* **Problem to work on**
Among the entries below, find each line with "else" and show it.

----------

PR #6260, opened 2026-02-11
WIP  Remove core:mem dependency from core:strings

Faker-09:
This is a work in progress. Looking for some feedback.
Is this worth doing?

It is strings.compare() that I'm not certain about.  I added some tests to verify the results between using mem.compare() and runtime.memory_compare() and it tests ok.
Are there some other test string pairs that would be useful to test?

### DIFF
--- a/core/strings/strings.odin
+++ b/core/strings/strings.odin
@@ -23,7 +23,7 @@ Returns:
 - res: The cloned string
 - err: An optional allocator error if one occured, `nil` otherwise
 */
-clone :: proc(s: string, allocator := context.allocator, loc := #caller_location) -> (res: string, err: mem.Allocator_Error) #optional_allocator_error {
+clone :: proc(s: string, allocator := context.allocator, loc := #caller_location) -> (res: string, err: runtime.Allocator_Error) #optional_allocator_error {
 	c := make([]byte, len(s), allocator, loc) or_return
 	copy(c, s)
 	return string(c), nil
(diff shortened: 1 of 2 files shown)


Kelimion:
I like the idea, and it makes sense to do this if you can get rid of all references to `core:mem`.

Those tests shouldn't be needed. `strings.compare` calls `mem.compare`, which calls `runtime.memory_compare`.
```odin
compare :: proc "contextless" (lhs, rhs: string) -> (result: int) {
	return mem.compare(transmute([]byte)lhs, transmute([]byte)rhs)
}
```
-> 
```odin
@(require_results)
compare :: proc "contextless" (a, b: []byte) -> int {
	res := compare_byte_ptrs(raw_data(a), raw_data(b), min(len(a), len(b)))
	if res == 0 && len(a) != len(b) {
		return len(a) <= len(b) ? -1 : +1
	} else if len(a) == 0 && len(b) == 0 {
		return 0
	}
	return res
}

@(require_results)
compare_byte_ptrs :: proc "contextless" (a, b: ^byte, n: int) -> int #no_bounds_check {
	return runtime.memory_compare(a, b, n)
}
```

So it looks like your `compare_rt` should be this:
```odin
compare :: proc "contextless" (lhs, rhs: string) -> (res: int) {
	a := transmute([]byte)lhs
	b := transmute([]byte)rhs
	res = runtime.memory_compare(raw_data(a), raw_data(b), min(len(a), len(b)))
	if res == 0 && len(a) != len(b) {
		return len(a) <= len(b) ? -1 : +1
	} else if len(a) == 0 && len(b) == 0 {
		return 0
	}
	return res
}
```

Faker-09:
Don't know how I missed that compare_byte_ptrs was runtime.memory_compare. I was looking at it. Doh!

Your suggestion is pretty much what I had to begin with but I noticed it tested ok without the if {} else if {} stuff and the transmutes. I assume there are some cases that require that? I'm curious what they are.

Thank you for taking a look.

PR #6261, opened 2026-02-11
Remove core:mem dependency from core:strings

Faker-09:


Kelimion:
How does this differ from #6260? If you closed that one by mistake, I could've reopened it. :-)

Faker-09:
Oh, I did close it by mistake.  :/ 
This one is the same as the other and uses your suggested compare.

Kelimion:
`intern.odin` and `conversion.odin` also import `core:mem` to reference `mem.Allocator_Error`.
`builder.odin` likewise, and it also calls `mem.buffer_from_slice`.

What you have here is a good start, but as long as these other files in the package also import `core:mem`, it still remains a dependency for `core:strings`.

Do you want to tackle these files as well, or can I offer some assistance with that (tomorrow, it's late).

Faker-09:
Yeah, I assumed something else would be using core:mem. But sure, I would like to look at those other files.
Good evening and thanks again.

core/strings/strings.odin
```diff
@@ -242,8 +241,16 @@ Inputs:
 Returns:
 - result: `-1` if `lhs` comes first, `1` if `rhs` comes first, or `0` if they are equal
 */
-compare :: proc "contextless" (lhs, rhs: string) -> (result: int) {
-	return mem.compare(transmute([]byte)lhs, transmute([]byte)rhs)
+compare :: proc "contextless" (lhs, rhs: string) -> (res: int) {
+	a := transmute([]byte)lhs
+	b := transmute([]byte)rhs
+	res = runtime.memory_compare(raw_data(a), raw_data(b), min(len(a), len(b)))
```
Barinzaya: Couldn't this just wrap `runtime.string_cmp`?

Kelimion: Well spotted. It could.

Kelimion:
I'm tackling the remaining core packages in #6264.

core/strings/strings.odin
```diff
@@ -242,7 +242,13 @@ Returns:
 - result: `-1` if `lhs` comes first, `1` if `rhs` comes first, or `0` if they are equal
 */
 compare :: proc "contextless" (lhs, rhs: string) -> (res: int) {
-	return runtime.string_cmp(lhs, rhs)
+	res = runtime.string_cmp(lhs, rhs)
+	if res == 0 && len(lhs) != len(rhs) {
+		return len(lhs) <= len(rhs) ? -1 : +1
+	} else if len(lhs) == 0 && len(rhs) == 0 {
+		return 0
+	}
```
Barinzaya: Do these actually have any effect? [`string_cmp` already does the first](https://github.com/odin-lang/Odin/blob/1159110e735ba84d651f4bbc4e9883fd83e9eddc/base/runtime/internal.odin#L541), and as best I can tell `memory_compare` should already return 0 if both lengths are 0.

Faker-09: They don't seem to have any effect in my limited testing. I assumed there was a case where this was needed?

Kelimion: Go ahead and make it an alias for `runtime.string_cmp`. No wrap, just `compare :: runtime.string_cmp`.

----------

* **Response area**
	} else if len(a) == 0 && len(b) == 0 {
	} else if len(a) == 0 && len(b) == 0 {
Your suggestion is pretty much what I had to begin with but I noticed it tested ok without the if {} else if {} stuff and the transmutes. I assume there are some cases that require that? I'm curious what they are.
Yeah, I assumed something else would be using core:mem. But sure, I would like to look at those other files.
+	} else if len(lhs) == 0 && len(rhs) == 0 {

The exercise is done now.